(Records provided Opens)
PR #653, opened 2022-03-15
Make nebula advertise its dynamic port to lighthouses

brad-defined:
Nebula is advertising port '0' to the lighthouse, when configured to dynamically choose a port.

This PR moves the dynamic port discovery code into NewLighthouseFromConfig, to fix the issue.


brad-defined:
Windows e2e deadlock, I don't believe it's related to the PR.

nbrownus (approved):

nbrownus:
Fixes a regression from #649

PR #655, opened 2022-03-17
Update link to nebula docs

jasikpark:
`defined.net/nebula/introduction` doesn't exist anymore; the README should point towards `defined.net/nebula/` instead


wadey (approved):
Thank you

PR #656, opened 2022-03-17
build and test with go1.18

wadey:
https://go.dev/doc/go1.18


JohnMaguire:
> A go directive indicates that a module was written assuming the semantics of a given version of Go. The version must be a valid Go release version: a positive integer followed by a dot and a non-negative integer (for example, 1.9, 1.14).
(Records provided Closes)
* **Work required**:
Output the whole of the material above, exactly.

* **Response to this task**:
PR #653, opened 2022-03-15
Make nebula advertise its dynamic port to lighthouses

brad-defined:
Nebula is advertising port '0' to the lighthouse, when configured to dynamically choose a port.

This PR moves the dynamic port discovery code into NewLighthouseFromConfig, to fix the issue.


brad-defined:
Windows e2e deadlock, I don't believe it's related to the PR.

nbrownus (approved):

nbrownus:
Fixes a regression from #649

PR #655, opened 2022-03-17
Update link to nebula docs

jasikpark:
`defined.net/nebula/introduction` doesn't exist anymore; the README should point towards `defined.net/nebula/` instead


wadey (approved):
Thank you

PR #656, opened 2022-03-17
build and test with go1.18

wadey:
https://go.dev/doc/go1.18


JohnMaguire:
> A go directive indicates that a module was written assuming the semantics of a given version of Go. The version must be a valid Go release version: a positive integer followed by a dot and a non-negative integer (for example, 1.9, 1.14).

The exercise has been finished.